You may be interested in reading the transcripts of the three hearings held so far in the Parliamentary Inquiry into Dementia: Early Diagnosis and Intervention.
Parliamentary_Business/ Committees/House_of_ Representatives_Committees? url=haa/dementia/hearings.htm
A quick search of the Adelaide hearing returned no matches for the search term "neuropsychol", the Sydney hearing mentioned it once, but we were very well-represented by David Stokes at the Melbourne hearing, with his APS colleagues Leah Collins and Li Bo making some good points (see page 17 of the Melbourne transcript).
The final part of the transcript, with Dr Jenny Torr, an psychiatrist who specialises in intellectual disability, shows an area of need for neuropsychological services, and concerns about people with brain damage and intellectual disability falling through the cracks in the system.

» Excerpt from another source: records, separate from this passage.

PR #3908, opened 2022-04-19
Fix #3909 - Validate should check Model processes id to avoid having duplicated 

### LINKED ISSUE #3909: Raise an error whenever in the same BPMN model two process have the same ids
This can happen on copy pasting and it's not a blocker when it can create problem on deploying the app.

VitoAlbano:
…PMN have the same Ids

### DIFF
--- a/activiti-core/activiti-engine/src/test/java/org/activiti/engine/test/util/TestProcessUtil.java
+++ b/activiti-core/activiti-engine/src/test/java/org/activiti/engine/test/util/TestProcessUtil.java
@@ -33,14 +33,20 @@ public class TestProcessUtil {
    */
   public static BpmnModel createOneTaskBpmnModel() {
     BpmnModel model = new BpmnModel();
-    model.addProcess(createOneTaskProcess(1));
+    model.addProcess(createOneTaskProcess());
     return model;
   }
 
-  public static org.activiti.bpmn.model.Process createOneTaskProcess(int index) {
+  public static org.activiti.bpmn.model.Process createOneTaskProcessWithId(String id) {
+    org.activiti.bpmn.model.Process process = createOneTaskProcess();
+    process.setId(id);
+    return process;
+  }
+
+  public static org.activiti.bpmn.model.Process createOneTaskProcess() {
     org.activiti.bpmn.model.Process process = new org.activiti.bpmn.model.Process();
 
-    process.setId("oneTaskProcess".concat("-"+index));
+    process.setId("oneTaskProcess");
     process.setName("The one task process");
 
     StartEvent startEvent = new StartEvent();
--- a/activiti-core/activiti-engine/src/test/java/org/activiti/engine/test/util/TestProcessUtil.java
+++ b/activiti-core/activiti-engine/src/test/java/org/activiti/engine/test/util/TestProcessUtil.java
@@ -33,14 +33,14 @@ public class TestProcessUtil {
    */
   public static BpmnModel createOneTaskBpmnModel() {
     BpmnModel model = new BpmnModel();
-    model.addProcess(createOneTaskProcess());
+    model.addProcess(createOneTaskProcess(1));
     return model;
   }
 
-  public static org.activiti.bpmn.model.Process createOneTaskProcess() {
+  public static org.activiti.bpmn.model.Process createOneTaskProcess(int index) {
     org.activiti.bpmn.model.Process process = new org.activiti.bpmn.model.Process();
 
-    process.setId("oneTaskProcess");
+    process.setId("oneTaskProcess".concat("-"+index));
     process.setName("The one task process");
 
     StartEvent startEvent = new StartEvent();
--- a/activiti-core/activiti-engine/src/test/java/org/activiti/engine/test/util/TestProcessUtil.java
+++ b/activiti-core/activiti-engine/src/test/java/org/activiti/engine/test/util/TestProcessUtil.java
@@ -22,6 +22,8 @@ import org.activiti.bpmn.model.SequenceFlow;
 import org.activiti.bpmn.model.StartEvent;
 import org.activiti.bpmn.model.UserTask;
 
+import java.util.UUID;
+
 /**
 
  */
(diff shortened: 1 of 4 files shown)


activiti-core/activiti-engine/src/test/java/org/activiti/engine/test/util/TestProcessUtil.java
```diff
@@ -33,14 +33,14 @@ public class TestProcessUtil {
    */
   public static BpmnModel createOneTaskBpmnModel() {
     BpmnModel model = new BpmnModel();
-    model.addProcess(createOneTaskProcess());
+    model.addProcess(createOneTaskProcess(1));
     return model;
   }
 
-  public static org.activiti.bpmn.model.Process createOneTaskProcess() {
+  public static org.activiti.bpmn.model.Process createOneTaskProcess(int index) {
```
erdemedeiros: I think it's better to extract a method that takes the entire processId as a parameter instead of passing an index to concatenate it. You can keep one method that takes no parameter and call the new one passing `UUID.randomUUID().toString()` as process id, so there is no need to pass an index in this case.

activiti-core/activiti-engine/src/test/java/org/activiti/standalone/validation/DefaultProcessValidatorTest.java
```diff
@@ -304,27 +299,36 @@ public void testAllNonExecutableProcesses() {
...
+        org.activiti.bpmn.model.Process firstProcess = TestProcessUtil.createOneTaskProcess(1);
+        firstProcess.setExecutable(true);
+        bpmnModel.addProcess(firstProcess);
+
+        org.activiti.bpmn.model.Process secondProcess = TestProcessUtil.createOneTaskProcess(1);
+        secondProcess.setExecutable(true);
+        bpmnModel.addProcess(secondProcess);
+
+        List<ValidationError> errors = processValidator.validate(bpmnModel);
+        assertThat(errors).hasSize(1);
```
erdemedeiros, line 310: It's better to check the content of the error, not only the size.

activiti-core/activiti-engine/src/test/java/org/activiti/standalone/validation/DefaultProcessValidatorTest.java
```diff
@@ -286,16 +286,11 @@ public void testInvalidMessageFlow() throws Exception {
...
-   * If all processes in a deployment are not executable, throw an exception as this doesn't make sense to do.
-   */
   @Test
-  public void testAllNonExecutableProcesses() {
+  public void should_raiseAValidationError_when_noProcessIsExecutable() {
     BpmnModel bpmnModel = new BpmnModel();
     for (int i = 0; i < 5; i++) {
-      org.activiti.bpmn.model.Process process = TestProcessUtil.createOneTaskProcess();
+      org.activiti.bpmn.model.Process process = TestProcessUtil.createOneTaskProcess(i);
       process.setExecutable(false);
```
erdemedeiros: In order to improve the test readability, you could extract the methods `createExecutableProcess` and `createNonExecutableProcess`. The entire `for` block becomes:
```java
for (int i = 0; i < 5; i++) {
	bpmnModel.addProcess(createNonExecutableProcess());
}
```
BTW, I don't think we need 5 processes here, one should be enough, so no `for` block at all, only `bpmnModel.addProcess(createNonExecutableProcess())`. What do you think?

activiti-core/activiti-process-validation/src/main/java/org/activiti/validation/validator/impl/BpmnModelValidator.java
```diff
@@ -91,4 +100,17 @@ protected boolean validateAtLeastOneExecutable(BpmnModel bpmnModel, List<Validat
...
+  protected List<Process> getProcessesWithSameName(final List<Process> processes) {
+            List<Process> filteredProcesses = processes.stream()
+                .filter(process -> process.getName() != null).collect(Collectors.toList());
+          return getDuplicatesMap(filteredProcesses).values().stream()
+              .filter(duplicates -> duplicates.size() > 1)
+              .flatMap(Collection::stream)
+              .collect(Collectors.toList());
+  }
+
+  private static Map<String, List<Process>> getDuplicatesMap(List<Process> personList) {
```
erdemedeiros: The name of the parameter looks wrong: `processes`?

activiti-core/activiti-process-validation/src/main/java/org/activiti/validation/validator/impl/BpmnModelValidator.java
```diff
@@ -91,4 +100,17 @@ protected boolean validateAtLeastOneExecutable(BpmnModel bpmnModel, List<Validat
 		return nrOfExecutableDefinitions > 0;
   }
 
+  protected List<Process> getProcessesWithSameName(final List<Process> processes) {
```
erdemedeiros: Same id, not same name.

activiti-core/activiti-process-validation/src/main/java/org/activiti/validation/validator/impl/BpmnModelValidator.java
```diff
@@ -34,6 +37,12 @@ public class BpmnModelValidator extends ValidatorImpl {
   @Override
   public void validate(BpmnModel bpmnModel, List<ValidationError> errors) {
 
+    List<Process> processesDuplicated = getProcessesWithSameName(bpmnModel.getProcesses());
+    if(processesDuplicated.size() > 0 ) {
```
erdemedeiros: You can use `isEmpty()` method:
`if (!processesDuplicated.isEmpty()) {`

activiti-core/activiti-process-validation/src/main/java/org/activiti/validation/validator/Problems.java
```diff
@@ -72,6 +72,7 @@ public interface Problems {
 
   String BPMN_MODEL_TARGET_NAMESPACE_TOO_LONG = "activiti-bpmn-model-target-namespace-too-long";
 
+  String PROCESS_DEFINITION_NAME_NOT_UNIQUE = "activiti-process-definition-name-duplicated";
```
erdemedeiros: Please, rename it to match what is actually being checked (`id`, not `name`).

activiti-core/activiti-process-validation/src/main/java/org/activiti/validation/validator/impl/BpmnModelValidator.java
```diff
@@ -34,6 +37,12 @@ public class BpmnModelValidator extends ValidatorImpl {
...
+        addError(errors, Problems.PROCESS_DEFINITION_NAME_NOT_UNIQUE, processesDuplicated.get(0),
+            "The name of the process definition must be unique");
```
erdemedeiros: `The id`

erdemedeiros (changes requested):

erdemedeiros (approved):
LGTM!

It's so frustrating that we don't have more neuropsychology courses in this country, and that it's so hard to access our services for many of the people who need us. In the US, there has been a massive increase in the proportion of medicolegal work done by neuropsychologists, and in Australia, the best-paid neuropsychologists in private practice do medicolegal or insurance work. This kind of work would rarely result in the early detection of dementia. People with progressive neurological conditions often miss out on early diagnosis and intervention, unless they're lucky enough to be able to access a neuropsychologist in the public system, or afford a private assessment.
I'm hopeful that raising awareness of the role of neuropsychology in early diagnosis of dementia will help bring about improvements in access to neuropsychologists by people in need, and in scholarships and increased support for training of neuropsychologists.
Thanks to David Stokes and the APS team for advocating for the role of neuropsychologists in early diagnosis.